### Problem statement
Print every line below without adding or leaving out a single word.

(Source data)
+ + + +

Issue #2185, opened 2017-08-24
Geoprocessing API: Integrate swagger documentation


arottersman:
- We may want to use something like https://github.com/marcgibbons/django-rest-swagger, or a framework on top of swagger like [Sphinx ](https://github.com/azavea/climate-change-api/blob/1955ed487fdd538d458c9e10c6b781e945bc115a/doc/arch/adr-0004-api-documentation.rst) 
- Add documentation for the analyze and rwd endpoints

PR #2227, opened 2017-09-06
Add Swagger Documention To The API

arottersman:
## Overview

- Adds `django-rest-swagger` to the project
- Documents inputs, outputs and descriptions of each of the AOI endpoints (the `/analyze`s and `/rwd`)
- Let's not worry too much about the exact content. The intent is to 
   - make it easy for us to demo, and for the client to check on
   - provide an initial place to stick the docs

Connects #2185 

### Demo

7h3fjjgnmq

### Notes

- The example outputs make the docstrings real lengthy. I'll open an issue to look into moving them out of the implementation files, but for now we can make like @rajadain and set our editors to auto-collapse them.

- The example responses are shown as regular json, but the response currently returns stringified json. We'll fix the response type in #2200

## Testing Instructions
 * `vagrant ssh app -c 'cd /vagrant/src/mmw/requirements && sudo pip install -r development.txt' `
 * `./scripts/manage.sh collectstatic`
 * go to `localhost:8000/api/docs/`
 * Test out each endpoint.

Here's an example `analyze` aoi:

```json
{
  "type": "MultiPolygon",
  "coordinates": [[
    [
     [
      -74.97739791870116,
      40.08164651013995
    ],
    [
      -74.9734228849411,
      40.08164651013995
    ],
    [
      -74.9734228849411,
      40.08403526674243
    ],
    [
      -74.97739791870116,
      40.08403526674243
    ],
    [
      -74.97739791870116,
      40.08164651013995
    ]
    ]
 ]]
}


```

### DIFF
--- a/src/mmw/apps/geoprocessing_api/views.py
+++ b/src/mmw/apps/geoprocessing_api/views.py
@@ -28,8 +28,7 @@ def start_rwd(request, format=None):
     created = now()
     location = request.data['location']
     data_source = request.data.get('dataSource', 'drb')
-
-    snapping = request.data['snappingOn']
+    snapping = request.data.get('snappingOn', False)
 
     job = Job.objects.create(created_at=created, result='', error='',
                              traceback='', user=user, status='started')
--- a/src/mmw/apps/geoprocessing_api/views.py
+++ b/src/mmw/apps/geoprocessing_api/views.py
@@ -23,6 +23,131 @@ from apps.geoprocessing_api import tasks
 def start_rwd(request, format=None):
     """
     Starts a job to run Rapid Watershed Delineation on a point-based location.
+
+    Selects the nearest downhill point on the medium resolution flow lines of
+    either the Delaware River Basin high resolution stream network or the
+    National Hydrography Dataset (NHDplus v2). The watershed area upstream of
+    this point is automatically delineated using the 10m resolution national
+    elevation model or the 30m resolution flow direction grid.
+
+    For more information, see the
+    [technical documentation](https://wikiwatershed.org/
+    documentation/mmw-tech/#delineate-watershed).
+
+    ## Request Body
+
+    **Required**
+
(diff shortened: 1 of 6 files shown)


rajadain:
Taking a look now.

rajadain:
In addition to `sudo pip install -r requirements.txt`, I also had to run `./scripts/manage.sh collectstatic` to get the docs to show up correctly.

rajadain:
Hmm, the markdown isn't rendering correctly for me:

image

arottersman:
Thanks, I've updated the testing instructions to include the `collectstatic`.

Not sure what's up with the markdown. Maybe check if the `markdown` package installed?

rajadain:
I do seem to have it:

```bash
vagrant@app:/vagrant/src/mmw/requirements$ sudo pip list | grep -i markdown
Markdown (2.6.9)
```

rajadain:
A hard refresh fixed it. It may have been a leftover from when I loaded the page with bad JavaScript before running `collectstatic`.

rajadain:
This works well. Not sure where the `api-docs` URL is coming from:

image

src/mmw/apps/geoprocessing_api/views.py
```diff
@@ -52,6 +177,179 @@ def start_rwd(request, format=None):
...
+    </summary>
+
+    <details>
+
+          {
+            "survey": {
+               "displayName": "Land",
+               "name": "land",
+               "categories": [
+                   {
```
rajadain: Can we clean up the spacing here to be more even?

image

Since we use 4-space indentation in our code, we should try and use the same here.

arottersman: I'll normalize these before merging.

arottersman:
Thanks for reviewing! I am also not sure where the `api-docs` url comes from...

Issue #1899, opened 2017-05-18
Add WKAoI field to Project Model


rajadain:
Currently we only use WKAoI for new projects. When resuming an old project, we only hydrate the area of interest shape and name from the database, making it impossible to take advantage of the caching functionalities when resuming saved projects. Add a `wkaoi` field to the Project model and wire it through to the front-end so it is used when resuming saved projects.

mmcfarland:
To be clear, this will effect existing projects only after this change is made, correct?  _Old_ old projects' AoI provenance is lost to history.

rajadain:
Correct. And _all_ projects will still save the area of interest. When running geoprocessing, we attempt to use the WKAoI if available and valid, otherwise fallback to the area of interest. This is purely an enhancement with no loss of current functionality.

PR #2244, opened 2017-09-08
Add WKAoI field to Project Model

rajadain:
## Overview

Adds WKAoI field to project model, so when using a predefined boundary, that boundary's id is now saved to the project. Thus, when the project is reloaded at a later date, the user can still benefit from the cached results by specifying the WKAoI id. Previously, since this id was not available, reloaded used projects would trigger unnecessary fresh bouts of geoprocessing.

Connects #1899 

## Testing Instructions

 * On `develop`, log in to MMW and create and save a TR-55 and a MapShed project with well-known boundaries (HUC-12s)
 * Check out this branch, and run `manage migrate` and `bundle`
 * Create and save a new TR-55 project using a HUC-12. Ensure that the Analyze and TR-55 requests use WKAoI when they start their run.
 * Reload the saved TR-55 project, and ensure that this also uses the saved WKAoI.
 * Do the same for MapShed.
 * Test the TR-55 and MapShed projects created before this branch. Ensure that while they don't use WKAoI, they otherwise work correctly and just as before.
 * Ensure there are no errors in the console.

### DIFF
--- a/src/mmw/apps/modeling/migrations/0022_project_wkaoi.py
+++ b/src/mmw/apps/modeling/migrations/0022_project_wkaoi.py
@@ -1,0 +1,19 @@
+# -*- coding: utf-8 -*-
+from __future__ import unicode_literals
+
+from django.db import migrations, models
+
+
+class Migration(migrations.Migration):
+
+    dependencies = [
+        ('modeling', '0021_old_scenarios'),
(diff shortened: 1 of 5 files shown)


rajadain:
Thanks for taking a look!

+ + + +

### Exercise result
Issue #2185, opened 2017-08-24
Geoprocessing API: Integrate swagger documentation


arottersman:
- We may want to use something like https://github.com/marcgibbons/django-rest-swagger, or a framework on top of swagger like [Sphinx ](https://github.com/azavea/climate-change-api/blob/1955ed487fdd538d458c9e10c6b781e945bc115a/doc/arch/adr-0004-api-documentation.rst) 
- Add documentation for the analyze and rwd endpoints

PR #2227, opened 2017-09-06
Add Swagger Documention To The API

arottersman:
## Overview

- Adds `django-rest-swagger` to the project
- Documents inputs, outputs and descriptions of each of the AOI endpoints (the `/analyze`s and `/rwd`)
- Let's not worry too much about the exact content. The intent is to 
   - make it easy for us to demo, and for the client to check on
   - provide an initial place to stick the docs

Connects #2185 

### Demo

7h3fjjgnmq

### Notes

- The example outputs make the docstrings real lengthy. I'll open an issue to look into moving them out of the implementation files, but for now we can make like @rajadain and set our editors to auto-collapse them.

- The example responses are shown as regular json, but the response currently returns stringified json. We'll fix the response type in #2200

## Testing Instructions
 * `vagrant ssh app -c 'cd /vagrant/src/mmw/requirements && sudo pip install -r development.txt' `
 * `./scripts/manage.sh collectstatic`
 * go to `localhost:8000/api/docs/`
 * Test out each endpoint.

Here's an example `analyze` aoi:

```json
{
  "type": "MultiPolygon",
  "coordinates": [[
    [
     [
      -74.97739791870116,
      40.08164651013995
    ],
    [
      -74.9734228849411,
      40.08164651013995
    ],
    [
      -74.9734228849411,
      40.08403526674243
    ],
    [
      -74.97739791870116,
      40.08403526674243
    ],
    [
      -74.97739791870116,
      40.08164651013995
    ]
    ]
 ]]
}


```

### DIFF
--- a/src/mmw/apps/geoprocessing_api/views.py
+++ b/src/mmw/apps/geoprocessing_api/views.py
@@ -28,8 +28,7 @@ def start_rwd(request, format=None):
     created = now()
     location = request.data['location']
     data_source = request.data.get('dataSource', 'drb')
-
-    snapping = request.data['snappingOn']
+    snapping = request.data.get('snappingOn', False)
 
     job = Job.objects.create(created_at=created, result='', error='',
                              traceback='', user=user, status='started')
--- a/src/mmw/apps/geoprocessing_api/views.py
+++ b/src/mmw/apps/geoprocessing_api/views.py
@@ -23,6 +23,131 @@ from apps.geoprocessing_api import tasks
 def start_rwd(request, format=None):
     """
     Starts a job to run Rapid Watershed Delineation on a point-based location.
+
+    Selects the nearest downhill point on the medium resolution flow lines of
+    either the Delaware River Basin high resolution stream network or the
+    National Hydrography Dataset (NHDplus v2). The watershed area upstream of
+    this point is automatically delineated using the 10m resolution national
+    elevation model or the 30m resolution flow direction grid.
+
+    For more information, see the
+    [technical documentation](https://wikiwatershed.org/
+    documentation/mmw-tech/#delineate-watershed).
+
+    ## Request Body
+
+    **Required**
+
(diff shortened: 1 of 6 files shown)


rajadain:
Taking a look now.

rajadain:
In addition to `sudo pip install -r requirements.txt`, I also had to run `./scripts/manage.sh collectstatic` to get the docs to show up correctly.

rajadain:
Hmm, the markdown isn't rendering correctly for me:

image

arottersman:
Thanks, I've updated the testing instructions to include the `collectstatic`.

Not sure what's up with the markdown. Maybe check if the `markdown` package installed?

rajadain:
I do seem to have it:

```bash
vagrant@app:/vagrant/src/mmw/requirements$ sudo pip list | grep -i markdown
Markdown (2.6.9)
```

rajadain:
A hard refresh fixed it. It may have been a leftover from when I loaded the page with bad JavaScript before running `collectstatic`.

rajadain:
This works well. Not sure where the `api-docs` URL is coming from:

image

src/mmw/apps/geoprocessing_api/views.py
```diff
@@ -52,6 +177,179 @@ def start_rwd(request, format=None):
...
+    </summary>
+
+    <details>
+
+          {
+            "survey": {
+               "displayName": "Land",
+               "name": "land",
+               "categories": [
+                   {
```
rajadain: Can we clean up the spacing here to be more even?

image

Since we use 4-space indentation in our code, we should try and use the same here.

arottersman: I'll normalize these before merging.

arottersman:
Thanks for reviewing! I am also not sure where the `api-docs` url comes from...

Issue #1899, opened 2017-05-18
Add WKAoI field to Project Model


rajadain:
Currently we only use WKAoI for new projects. When resuming an old project, we only hydrate the area of interest shape and name from the database, making it impossible to take advantage of the caching functionalities when resuming saved projects. Add a `wkaoi` field to the Project model and wire it through to the front-end so it is used when resuming saved projects.

mmcfarland:
To be clear, this will effect existing projects only after this change is made, correct?  _Old_ old projects' AoI provenance is lost to history.

rajadain:
Correct. And _all_ projects will still save the area of interest. When running geoprocessing, we attempt to use the WKAoI if available and valid, otherwise fallback to the area of interest. This is purely an enhancement with no loss of current functionality.

PR #2244, opened 2017-09-08
Add WKAoI field to Project Model

rajadain:
## Overview

Adds WKAoI field to project model, so when using a predefined boundary, that boundary's id is now saved to the project. Thus, when the project is reloaded at a later date, the user can still benefit from the cached results by specifying the WKAoI id. Previously, since this id was not available, reloaded used projects would trigger unnecessary fresh bouts of geoprocessing.

Connects #1899 

## Testing Instructions

 * On `develop`, log in to MMW and create and save a TR-55 and a MapShed project with well-known boundaries (HUC-12s)
 * Check out this branch, and run `manage migrate` and `bundle`
 * Create and save a new TR-55 project using a HUC-12. Ensure that the Analyze and TR-55 requests use WKAoI when they start their run.
 * Reload the saved TR-55 project, and ensure that this also uses the saved WKAoI.
 * Do the same for MapShed.
 * Test the TR-55 and MapShed projects created before this branch. Ensure that while they don't use WKAoI, they otherwise work correctly and just as before.
 * Ensure there are no errors in the console.

### DIFF
--- a/src/mmw/apps/modeling/migrations/0022_project_wkaoi.py
+++ b/src/mmw/apps/modeling/migrations/0022_project_wkaoi.py
@@ -1,0 +1,19 @@
+# -*- coding: utf-8 -*-
+from __future__ import unicode_literals
+
+from django.db import migrations, models
+
+
+class Migration(migrations.Migration):
+
+    dependencies = [
+        ('modeling', '0021_old_scenarios'),
(diff shortened: 1 of 5 files shown)


rajadain:
Thanks for taking a look!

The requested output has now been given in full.